As taxas de fecundidade total para as mulheres urbanas em 1990 eram de 5,2 filhos, enquanto para as rurais eram de 4,8 filhos. Em 2000, medidas pelos métodos de Brass4 e Arriaga,5 as taxas de fecundidade eram iguais. O diferencial desses resultados em relação aos de Gompertz6 é mínimo. Todos os outros resultados obtidos pelo método de Arriaga5 são mais baixos que os obtidos pelos demais métodos. Dentre os métodos considerados, esse mostrou um declínio mais expressivo de fecundidade urbana (34,6%). Já o declínio mais expressivo de fecundidade rural foi o medido pela técnica de Gompertz6 (22,24%).
As taxas específicas de fecundidade de Cabo Verde por situação de domicílio estão também apresentadas nas tabelas 1, 2 e 3. Como se pode verificar, a fecundidade é sistematicamente mais alta nas áreas rurais comparadas às urbanas, tanto em 1990 quanto em 2000. O diferencial relativo cresce com a idade das mulheres, sendo mais baixo no grupo de 15 a 19 anos, com exceção em alguns casos das mulheres em um outro extremo da idade reprodutiva.

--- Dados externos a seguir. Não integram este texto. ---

PR #4392, opened 2026-03-25
chore: add routing hints and cache updates for begin/commit

rahul2393:
## Summary

  This change extends key-aware routing to include mutation-based `BeginTransaction` and `Commit` request payloads, and teaches the response path to consume `CacheUpdate` from `Transaction` and `CommitResponse`.

  ## What changed

  - Populate `RoutingHint` on `BeginTransaction` when a `mutationKey` is present
  - Populate `RoutingHint` on `Commit` from the first mutation in the request
  - Keep existing transaction-affinity routing for `Commit`/`Rollback`
  - Apply `CacheUpdate` from:
    - `Transaction`
    - `CommitResponse`
  - Add focused `KeyAwareChannel` tests for the new request/response behavior

### DIFF
--- a/google-cloud-spanner/src/main/java/com/google/cloud/spanner/spi/v1/ChannelFinder.java
+++ b/google-cloud-spanner/src/main/java/com/google/cloud/spanner/spi/v1/ChannelFinder.java
@@ -94,40 +94,36 @@ public final class ChannelFinder {
   }
 
   public ChannelEndpoint findServer(BeginTransactionRequest.Builder reqBuilder) {
-    if (!reqBuilder.hasMutationKey()
-        || !recipeCache.computeKeys(
-            reqBuilder.getMutationKey(), reqBuilder.getRoutingHintBuilder())) {
+    if (!reqBuilder.hasMutationKey()) {
       return null;
     }
-    return fillRoutingHint(
+    return routeMutation(
+        reqBuilder.getMutationKey(),
         preferLeader(reqBuilder.getOptions()),
-        KeyRangeCache.RangeMode.COVERING_SPLIT,
-        DirectedReadOptions.getDefaultInstance(),
         reqBuilder.getRoutingHintBuilder());
   }
 
-  public void fillRoutingHint(CommitRequest.Builder reqBuilder) {
+  public ChannelEndpoint fillRoutingHint(CommitRequest.Builder reqBuilder) {
     if (reqBuilder.getMutationsCount() == 0) {
-      return;
+      return null;
     }
     Mutation mutation = reqBuilder.getMutations(0);
-    if (!recipeCache.computeKeys(mutation, reqBuilder.getRoutingHintBuilder())) {
-      return;
-    }
-    fillRoutingHint(
-        /* preferLeader= */ true,
-        KeyRangeCache.RangeMode.COVERING_SPLIT,
-        DirectedReadOptions.getDefaultInstance(),
-        reqBuilder.getRoutingHintBuilder());
+    return routeMutation(mutation, /* preferLeader= */ true, reqBuilder.getRoutingHintBuilder());
   }
 
-  private ChannelEndpoint fillRoutingHint(
-      TransactionSelector transactionSelector,
-      DirectedReadOptions directedReadOptions,
-      KeyRangeCache.RangeMode rangeMode,
-      RoutingHint.Builder hintBuilder) {
+  private ChannelEndpoint routeMutation(
+      Mutation mutation, boolean preferLeader, RoutingHint.Builder hintBuilder) {
+    recipeCache.applySchemaGeneration(hintBuilder);
+    TargetRange target = recipeCache.mutationToTargetRange(mutation);
+    if (target == null) {
+      return null;
+    }
+    recipeCache.applyTargetRange(hintBuilder, target);
     return fillRoutingHint(
-        preferLeader(transactionSelector), rangeMode, directedReadOptions, hintBuilder);
+        preferLeader,
+        KeyRangeCache.RangeMode.COVERING_SPLIT,
+        DirectedReadOptions.getDefaultInstance(),
+        hintBuilder);
   }
 
   private ChannelEndpoint fillRoutingHint(
--- a/google-cloud-spanner/src/main/java/com/google/cloud/spanner/spi/v1/ChannelFinder.java
+++ b/google-cloud-spanner/src/main/java/com/google/cloud/spanner/spi/v1/ChannelFinder.java
@@ -19,8 +19,10 @@ package com.google.cloud.spanner.spi.v1;
 import com.google.api.core.InternalApi;
 import com.google.spanner.v1.BeginTransactionRequest;
 import com.google.spanner.v1.CacheUpdate;
+import com.google.spanner.v1.CommitRequest;
 import com.google.spanner.v1.DirectedReadOptions;
 import com.google.spanner.v1.ExecuteSqlRequest;
+import com.google.spanner.v1.Mutation;
 import com.google.spanner.v1.ReadRequest;
 import com.google.spanner.v1.RoutingHint;
 import com.google.spanner.v1.TransactionOptions;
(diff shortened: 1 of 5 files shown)


google-cloud-spanner/src/main/java/com/google/cloud/spanner/spi/v1/ChannelFinder.java
```diff
@@ -92,23 +94,31 @@ public ChannelEndpoint findServer(ExecuteSqlRequest.Builder reqBuilder, boolean
...
+      return;
+    }
+    fillRoutingHint(
+        /* preferLeader= */ true,
+        KeyRangeCache.RangeMode.COVERING_SPLIT,
+        DirectedReadOptions.getDefaultInstance(),
+        reqBuilder.getRoutingHintBuilder());
   }
 
   private ChannelEndpoint fillRoutingHint(
```
olavloite: Maybe not directly related to this change, but I noticed that this method is unused. Can we remove it?

google-cloud-spanner/src/main/java/com/google/cloud/spanner/spi/v1/KeyAwareChannel.java
```diff
@@ -367,11 +371,19 @@ public void sendMessage(RequestT message) {
...
-            transactionIdToClear = request.getTransactionId();
+          CommitRequest.Builder reqBuilder = ((CommitRequest) message).toBuilder();
+          String databaseId = parentChannel.extractDatabaseIdFromSession(reqBuilder.getSession());
+          if (databaseId != null) {
+            finder = parentChannel.getOrCreateChannelFinder(databaseId);
+          }
+          if (finder != null) {
+            finder.fillRoutingHint(reqBuilder);
+          }
+          if (!reqBuilder.getTransactionId().isEmpty()) {
```
olavloite: TransactionId is empty if the `CommitRequest` has a single-use read/write transaction. Meaning that we skip this for 'write-at-least-once' transactions. Is that intentional? Normally, such a `CommitRequest` would contain mutations, meaning that we would be able to route in using the same logic as a `BeginTransactionRequest` that contains a mutation key, right?

google-cloud-spanner/src/main/java/com/google/cloud/spanner/spi/v1/ChannelFinder.java
```diff
@@ -92,23 +94,31 @@ public ChannelEndpoint findServer(ExecuteSqlRequest.Builder reqBuilder, boolean
   }
 
   public ChannelEndpoint findServer(BeginTransactionRequest.Builder reqBuilder) {
-    if (!reqBuilder.hasMutationKey()) {
+    if (!reqBuilder.hasMutationKey()
+        || !recipeCache.computeKeys(
```
olavloite: I find some of this code very hard to read. E.g. the fact that `computeKeys(..)` returns a boolean and has the side-effect that it modifies the `RoutingHintBuilder` that it gets (but only if it returns true, but also sometimes when it returns false, see also below) makes this very hard to understand. I think it would be good if we would take a 'readability sweep' of both this method, but also the code in general.

google-cloud-spanner/src/main/java/com/google/cloud/spanner/spi/v1/KeyRecipeCache.java
```diff
@@ -230,6 +230,23 @@ public void computeKeys(ExecuteSqlRequest.Builder reqBuilder) {
     }
   }
 
+  boolean computeKeys(Mutation mutation, RoutingHint.Builder hintBuilder) {
+    if (!schemaGeneration.isEmpty()) {
+      hintBuilder.setSchemaGeneration(schemaGeneration);
```
olavloite, line 225: This updates the hint builder, but the method might still return false if the `TargetRange` below is null. That seems weird. I would expect this method only to modify the hint builder if it also returns true. Can we otherwise at least add some documentation to the method that explains when it returns true/false, and when it modifies the hint builder?

google-cloud-spanner/src/main/java/com/google/cloud/spanner/spi/v1/KeyAwareChannel.java
```diff
@@ -367,11 +371,19 @@ public void sendMessage(RequestT message) {
           }
           message = (RequestT) reqBuilder.build();
         } else if (message instanceof CommitRequest) {
-          CommitRequest request = (CommitRequest) message;
-          if (!request.getTransactionId().isEmpty()) {
-            endpoint = parentChannel.affinityEndpoint(request.getTransactionId());
-            transactionIdToClear = request.getTransactionId();
+          CommitRequest.Builder reqBuilder = ((CommitRequest) message).toBuilder();
```
olavloite: This could potentially be a very heavy operation, as a `CommitRequest` could contain a very large number of mutations (e.g. during a bulk load). Converting it back to a builder means copying all of those mutations. I think that we should only call `toBuilder()` if we really know that we need the builder (i.e. if we know that we will be setting a routing hint).

This is also true for the other types of requests here, but those are less likely to be as heavy as a `CommitRequest`.

google-cloud-spanner/src/test/java/com/google/cloud/spanner/spi/v1/KeyAwareChannelTest.java
```diff
@@ -274,6 +279,124 @@ public void resultSetCacheUpdateRoutesSubsequentRequest() throws Exception {
     assertThat(harness.endpointCache.callCountForAddress("routed:1234")).isEqualTo(1);
   }
 
+  @Test
+  public void beginTransactionWithMutationKeyAddsRoutingHint() throws Exception {
```
olavloite, line 286: Can we add a test for `CommitRequest` with a single-use read/write transaction?

google-cloud-spanner/src/test/java/com/google/cloud/spanner/spi/v1/KeyAwareChannelTest.java
```diff
@@ -274,6 +279,124 @@ public void resultSetCacheUpdateRoutesSubsequentRequest() throws Exception {
...
+    beginCall.sendMessage(
+        BeginTransactionRequest.newBuilder().setSession(SESSION).setMutationKey(mutation).build());
+
+    @SuppressWarnings("unchecked")
+    RecordingClientCall<BeginTransactionRequest, Transaction> beginDelegate =
+        (RecordingClientCall<BeginTransactionRequest, Transaction>)
+            harness.defaultManagedChannel.latestCall();
+
+    assertThat(beginDelegate.lastMessage).isNotNull();
+    assertThat(beginDelegate.lastMessage.getRoutingHint().getDatabaseId()).isEqualTo(7L);
```
olavloite: nit: use `assertEquals(..)` (and in general try to stick to JUnit assertions)

google-cloud-spanner/src/main/java/com/google/cloud/spanner/spi/v1/KeyRecipeCache.java
```diff
@@ -230,6 +230,23 @@ public void computeKeys(ExecuteSqlRequest.Builder reqBuilder) {
     }
   }
 
+  boolean computeKeys(Mutation mutation, RoutingHint.Builder hintBuilder) {
```
olavloite: This method in general is quite hard to read, as it both returns a value that indicates whether the method did something or not, and has a potential side-effect of (maybe) populating the hintBuilder. Is there a better way to do this?

rahul2393: removed that helper from the mutation routing flow.

google-cloud-spanner/src/main/java/com/google/cloud/spanner/spi/v1/KeyAwareChannel.java
```diff
@@ -371,19 +371,24 @@ public void sendMessage(RequestT message) {
...
-          if (finder != null) {
-            finder.fillRoutingHint(reqBuilder);
+          CommitRequest.Builder reqBuilder = null;
+          if (finder != null && request.getMutationsCount() > 0) {
+            reqBuilder = request.toBuilder();
+            endpoint = finder.fillRoutingHint(reqBuilder);
+            request = reqBuilder.build();
+          }
+          if (!request.getTransactionId().isEmpty()) {
+            endpoint = parentChannel.affinityEndpoint(request.getTransactionId());
```
olavloite: This overrides the endpoint that was filled above, even in the case if `parentChannel.affinityEndpoint(..)` returns null, which means that it will fall back to the default endpoint. Is that intentional? (I'm not sure if it can happen in real life, though....)

olavloite (approved):

google-cloud-spanner/src/main/java/com/google/cloud/spanner/spi/v1/KeyAwareChannel.java
rahul2393: In case when transactionID is present but no affinity, we should just forward it to the default channel, example

 For ExecuteSql / Read, if the first statement falls back to the default endpoint, we do not record default-host affinity because allowDefaultAffinity is false on that path. That means a later CommitRequest can carry a valid transactionId while affinityEndpoint still returns null, in this case we should just forward to default host.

As mulheres das áreas rurais experimentaram uma Taxa de Fecundidade Total (TFT) em 1990 e 2000, respectivamente, de 6,1 e 4,8 filhos, pelo método de Brass,4 de 5,7 e 4,8 filhos, pelo método de Arriaga5 e de 6,0 e 4,7 filhos, pelo de Gompertz.6 Experimentaram, em média, 0,9, 0,5 e 1 filho a mais que as residentes nas áreas urbanas, respectivamente, por Brass,4 Arriaga5 e Gompertz,6 em 1990. Em 2000, o diferencial aumentou, as mulheres das áreas rurais passaram a experimentar em média 1,1 e 1,4 filho, respectivamente, por Brass,4 e Arriaga5 a mais que as urbanas. Pelo método de Gompertz,6 a diferença manteve-se em um filho.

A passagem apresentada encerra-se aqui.